The immediate consequences were that worker associationism increased quickly, giving rise to two fundamental models, the Trade Unions or trade unions and cooperatives.
These two models claimed only the professional and economic improvements. The Trade Unions were associations formed by workers from the same locality and from the same union, these trade unions, provided help to unionized workers, in case of need.
The way in which they were financed was through monetary contributions which would later result in workers’ pensions as well as subsidies.
Little by little, the trade unions broadened their horizons until they ceased to be unions dedicated to certain trades and localities, to start having a scope of state action.
Thus we can say that the first labor union, of a state nature, that was created:
- In 1829 the cotton union was created in Great Britain.
- In 1834, Robert Owen unified various craft unions, creating the Great Trade Uniona union that was outlawed due to the important scope it once had.
- Political demands arise with chartism.
- In 1871, it is legally constituted the Trade Unions
- In 1863, the German General Association of German Workers
- In 1886, in the United States, the American Federation of Labor (AFL)
- In 1888, the first labor union emerged in Spain, the General Union of Workers (UGT)
- In 1895, in France, the Confederation Generale du Travail (CGT)
chartism
In Britain, workers began to unionize directing his fight to politicsthey were looking for equality of all citizens in terms of Rights. These political demands gave rise to Chartismwhere the struggle to obtain political rights for wage earners, had its maximum expression between 1838 and 1848.
The first movements appear in favor of suffrage for men from the age of 21, in the year 1838. A claim that was carried out by the London Workers Associationwhich among other requests, such as:
- secret ballot
- annual elections to Parliament
- Elimination as a requirement, to be in possession of a property to become a member of Parliament,
- Salary for parliamentarians
Chartism sought the democratization in Parliamentwith more than 1 million signatures, the first petition they made was rejected in Parliament.
This rejection motivated the insurrection and strike of the most radical members of the movement, a fact that was harshly repressed.

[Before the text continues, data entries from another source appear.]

PR #1622, opened 2024-02-02
Style code output

tesk9:
Component Catalog example code reskinning! 🎉 

| | Before | After |
| --- | --- | --- |
| w/1 example, mobile | image | Screenshot 2024-02-02 at 1 32 43 PM |
| w/1 example, desktop | image | Screenshot 2024-02-02 at 1 32 35 PM |
| w/2 examples, mobile | image | image |
| w/2 examples, desktop | image | image |

Based (roughly) off of https://cloud.antetype.com/exports/link/0499b00d-fe06-465c-a8e7-9e9f8f8e9efe/?starting=0&screen=id519257437l

PR #1626, opened 2024-02-05
Add helpfully disabled links

tesk9:

### Button

image

image
(no changes in the second screenshot. I'm including it because the behavior is a bit different than for Checkbox and Switch).

### Checkbox

image

image

### Select

image

Noticing that this looks bad? Why yes! I agree. I happen to know that we switch from mediumBody -> smallBody in https://github.com/NoRedInk/noredink-ui/pull/1622. I'm adding new text here, so I want it to be smallBody, even though it may look pretty terrible briefly, depending on when things merge.

### Switch

image

image

### RadioButton

image

image

### DIFF
--- a/component-catalog/src/Examples/Checkbox.elm
+++ b/component-catalog/src/Examples/Checkbox.elm
@@ -157,7 +157,7 @@ example =
                   }
                 ]
             , Heading.h2
-                [ Heading.plaintext "Helpfully-Disabled Example"
+                [ Heading.plaintext "Helpfully Disabled Example"
                 , Heading.css [ Css.marginTop (Css.px 30) ]
                 ]
             , Tooltip.view
--- a/component-catalog/src/Examples/Checkbox.elm
+++ b/component-catalog/src/Examples/Checkbox.elm
@@ -15,6 +15,7 @@ import Debug.Control as Control exposing (Control)
 import Debug.Control.Extra as ControlExtra
 import Debug.Control.View as ControlView
 import Example exposing (Example)
+import Guidance
 import Html.Styled exposing (..)
 import Html.Styled.Attributes exposing (css)
 import KeyboardSupport exposing (Key(..))
@@ -52,7 +53,7 @@ example =
     , update = update
     , subscriptions = \_ -> Sub.none
     , preview = preview
-    , about = []
+    , about = [ Guidance.helpfullyDisabled ]
     , view =
         \ellieLinkConfig state ->
             let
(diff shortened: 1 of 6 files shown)


component-catalog/src/Examples/Checkbox.elm
```diff
@@ -156,7 +157,7 @@ example =
                   }
                 ]
             , Heading.h2
-                [ Heading.plaintext "Tooltip Example"
+                [ Heading.plaintext "Helpfully-Disabled Example"
```
krinhorn, line 160:
```suggestion
                [ Heading.plaintext "Helpfully Disabled Example"
```

component-catalog/src/Examples/Switch.elm
```diff
@@ -168,7 +169,7 @@ example =
                   }
                 ]
             , Heading.h2
-                [ Heading.plaintext "Tooltip example"
+                [ Heading.plaintext "Helpfully-Disabled Example"
```
krinhorn, line 172:
```suggestion
                [ Heading.plaintext "Helpfully Disabled Example"
```

component-catalog/src/Guidance.elm
```diff
@@ -12,8 +15,42 @@ useATACGuide moduleName =
...
+            , ClickableText.link "read the docs"
+                [ ClickableText.linkExternal "https://paper.dropbox.com/doc/Helpfully-disabled-components--CI8Ma_KHKL1CcCWpWG~p_RTwAg-2RUPgKnBsBNI7ScGDHS73"
+                , ClickableText.appearsInline
+                ]
+            , text " and "
+            , ClickableText.link "watch Charbel's demo"
+                [ ClickableText.linkExternal "https://noredink.zoom.us/rec/play/fwV3mqsxjvF_95N2au0vAN2PmnH2IHZx2yCoAQ76gvZ0fLlrkNcFIuVL6i7ze7y1ivSxq0f6e2EXE-RJ.kHMKX9CBHI1kFM50?canPlayFromShare=true&from=share_recording_detail&continueMode=true&componentName=rec-play&originRequestUrl=https://noredink.zoom.us/rec/share/YvgK0427ADw42fY2edJ_tmkwwvPxz505Kpfhkz5DqF1_eh8sgj7wVfwBQ5FmieM8.P9YlMkM_XY_Kamm6&autoplay=true&startTime=1696520905000&_x_zm_rtaid=VeLjvOzDToKMf1R0XllC7A.1707171050117.67806369f8182aa5b282c10165d75544&_x_zm_rhtaid=323"
+                , ClickableText.appearsInline
+                ]
+            , text " on the Helpfully Disabled pattern."
```
krinhorn, line 54:
```suggestion
            , text " on the Helpfully Disabled pattern. A sample Helpfully Disabled {component name} can be found below."
```

tesk9: This won't be the case for the `Select`

charbelrami (approved):
Looks great!

PR #1628, opened 2024-02-07
Improve radio button example

tesk9:
Component Catalog improvement only.

Make the RadioButton example more usable by:
- making the customizable example _less_ customizable
- organizing the settings
- adding static examples showcasing states/combinations

### Before

noredink-ui netlify app_ (1)

### After

localhost_8000_ (10)

### DIFF
--- a/component-catalog/src/CommonControls.elm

Finally the Chartist movement began to fade after not having achieved any of the objectives set. However, little by little these demands were achieved through a process of reforms in the work environment.

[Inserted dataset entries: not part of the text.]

PR #1633, opened 2024-02-09
Modal guidance

tesk9:

Fixes https://linear.app/noredink/issue/A11-4104/move-modal-guidance-from-text-field-to-about-section

Clarifies https://noredink.slack.com/archives/C02NMHB1K55/p1707433597293789?thread_ts=1707432784.790109&cid=C02NMHB1K55

image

Chartism was a first incursion of what would later be, political and social struggles late nineteenth century, whose consequences were the appearance of new political parties, such as socialism, Marxism and anarchism.
But if something got this labor movement was to verify the organization of the working mass and its mobilization to achieve common goals, as proposed by Karl Marx.
The labor movement fought in each country to achieve the same social rights. Marx’s idea of worker organization and union of all workers on a common and international front, had its consequences, the foundation of the International Workers Association (IWA)better known as the First International.
Utopian socialism was an ideological current where thinkers proposed a egalitarian economic systemthat is, against capitalism that had generated inequalities and injustices, between social classes.
utopian socialism He advocated equality. It was called utopian because the thinkers themselves knew that this was impossible.
Among the most important thinkers of the utopian socialist current we highlight Henry de Saint-Simon, Robert Owen and Charles Fournier.